This project, "E-Commerce Emotions," leverages Naive Bayes Classification to analyze sentiments in e-commerce product reviews. By scraping around 10,000 reviews, each review is labeled as negative, neutral or positive based on its rating, with the application of tokenization and stemming for textual data preparation.
The dataset comprises approximately 10,000 product reviews. Each review has been labeled as:
- Negative: If the rating is 1 or 2.
- Neutral: If the rating is 3.
- Positive: If the rating is 4 or 5.
- Web scraping was performed to collect the dataset.
- Data preprocessing included tokenization and stemming.
- A Naive Bayes Classifier was trained on the dataset.
- The model was evaluated with an 80/20 train/test split.
- pandas
- numpy
- scikit-learn
- nltk
- beautifulsoup4
To run this project you need to run below pynb files:
jupyter notebook web_scrapping.ipynb
jupyter notebook nbc_tanuj.ipynb
Refer to PPT and python files for flow of the project
Python's Beautiful Soup library was employed to automate the scraping of customer reviews from Trustpilot's Amazon page. We iterated over multiple pages to capture review texts and ratings, storing the information in a Pandas dataframe for subsequent analysis.

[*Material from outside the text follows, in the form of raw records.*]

PR #2740, opened 2017-05-04
Add option to disable post updates in drush updatedb.

mbm80:


commands/core/core.drush.inc
```diff
@@ -97,6 +97,7 @@ function core_drush_command() {
     ),
     'options' => array(
       'entity-updates' => 'Run automatic entity schema updates at the end of any update hooks. Defaults to --no-entity-updates.',
+      'post-updates' => 'Run hook_post_update_X() implementations. Defaults to --post-updates.',
```
weitzman: Better to say "Use --post-updates=0 to bypass post-updates.".

Also needs PR for master branch. Thanks.

mbm80: Fixed & add PR https://github.com/drush-ops/drush/pull/2742

fago:
Reason for skipping post-updates: Run a config import first, then do the post-update. Post-updates are for content migration, thus they might need config changes (fields) for being able to run!

weitzman:
Not sure I understand the reasoning. Wouldn't those fields have been changed during the config-import that just ended?

fago:
>Not sure I understand the reasoning. Wouldn't those fields have been changed during the config-import that just ended?

That's the point. Consider an update that needs newly added fields available, e.g., a data migration. The new field must be imported before the update can run.

weitzman:
OK, thanks for clarifying. I understand the problem now. However, once https://www.drupal.org/node/2762235 goes in, it will be impossible to do a config-import without having already run post-updates. Is that patch mistaken?

alexpott:
Well where is the content coming from? It should be coming from a site where the updates have already been run. I'm suspicious of where this has got out-of-sync. And how was the config changed? If post-updates depend on it why is it not being changed in a hook_update_N?

weitzman:
Please reply and I can reopen as needed.

mbm80:
The case we need this for is to set default values in the database for fields which are created (by contrib modules) when config import runs. So basically we run:
drush updatedb --entity-updates --no-post-updates -y && drush cim -y && drush updatedb

In drupal 7 we can feature_revert_module and then update the database in another module, but this is not possible for drupal 8.

fago:
@weitzman Indeed, I think the core issue is mistaken. I replied there.

>Well where is the content coming from? It should be coming from a site where the updates have already been run.
Content is life, e.g. on a production site - which runs older config lacking my new field X.

Now, for example I add my new field X and I need to write an update function which initializes the field values in a certain way. For that to work, I need the field to exist - so the content-update needs to run *after* the config import.

> I'm suspicious of where this has got out-of-sync. And how was the config changed? 
It's just regular development, nothing out of sync.

>If post-updates depend on it why is it not being changed in a hook_update_N?
Yes, that would be possible. Add everything that is needed in an update function. But if more config parts are needed, that would mean replicating the confg sync in an update function. But would I replicate there what the config import already does??

To clarify, I'm talking about project development here. If this is about a contrib module, possibly required changes would have to be done in update functions, yes. But for project development, this is not practical.

weitzman:
@fago @alexpott @bircher - Seems like https://github.com/bircher/drupal-config_import_n is attacking this problem in an organized way.

bircher:
Hello
We use the project @weitzman mentioned above to solve this problem.

I think we should not allow to split the execution of the update and the post_update hooks because then we would "abuse" the post_update hooks for configuration deployment rather than cleaning up the database fixes from the update hook. (separation of concerns and such)
Arguably we should rather add the post_config_import hook to core.

fago:
> Arguably we should rather add the post_config_import hook to core.
I'm not convinced this is needed. Commented at https://www.drupal.org/node/2762235#comment-12113213 - let's discuss there.

PR #2741, opened 2017-05-05
Include improved-wrap PR from output-formatter project.

greg-1-anderson:
Addresses #2603 (partially).

Note that the output from `drush list` and `drush help` are not being processed by the word wrapper at all at the moment, even with this PR. However, other table output should be wrapped much better with this version.


greg-1-anderson:
c.f. https://github.com/consolidation/output-formatters/pull/55

PR #2742, opened 2017-05-05
Add option to disable post updates in drush updatedb.

mbm80:


weitzman:
See discussion in elsewhere. This does not look needed.

PR #2744, opened 2017-05-05
Fix site-install command

webflo:
- Handle exception from drupal_get_profile when container ist not initialized and db connection not defined yet.
- Reimplement distribution detection (reverts 7b609a4)

---

I did some debugging for https://github.com/drupal-composer/drupal-project/pull/270 and found the root cause in commit 7b609a4.

### DIFF
--- a/src/Commands/core/SiteInstallCommands.php
+++ b/src/Commands/core/SiteInstallCommands.php
@@ -2,6 +2,7 @@
 namespace Drush\Commands\core;
 
 use Consolidation\AnnotatedCommand\CommandData;
+use Drupal\Core\Database\ConnectionNotDefinedException;
 use Drush\Commands\DrushCommands;
 use Drush\Exceptions\UserAbortException;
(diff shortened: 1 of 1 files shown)


weitzman:
Thanks for debugging. 

I am under the impression that Drush doesn't need the distro code anymore because core doesn't write profile to settings.php if its read only.

webflo:
The correct the Drupal installer takes care of it (``install_write_profile()``). But this patch is about reading the install profile from settings prior installation to detect which install profile should be used. 

- ``drupal_get_profile()`` reads it from the database or settings file.
- ``_install_select_profile()`` reads its from profile metadata (distro, or only one profile etc)

webflo:
The important change is ``drupal_get_profile()``. Drush called it before, but it throw a exception because the container was not initialized and not db connection was available.

weitzman:
Thanks @webflo

PR #2746, opened 2017-05-07
Use tableFormatter in help and cli commands.

weitzman:
Looks good. One last problem is that the list command is not wrapping correctly in the table containing command list. Use a narrow window and see command description wrap like it used to.


weitzman:
The remaining bug was slayed by setting the terminal width before calling formatter in list command.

We performed EDA to understand the distribution and common traits within the dataset.
The NBC model was trained and its performance was evaluated using accuracy, precision, recall, and F1-score metrics.
Our sentiment analysis project effectively applied machine learning to classify Amazon product reviews from Trustpilot.com. We employed natural language processing to preprocess data, and our Naive Bayes Classifier, optimized via GridSearchCV, achieved an accuracy of 89%, precision of 87%, recall of 89%, and an F1-score of 87%. The model's performance, visualized through various plots, demonstrates its reliability in discerning customer sentiments, providing actionable insights for enhancing user experience and business offerings.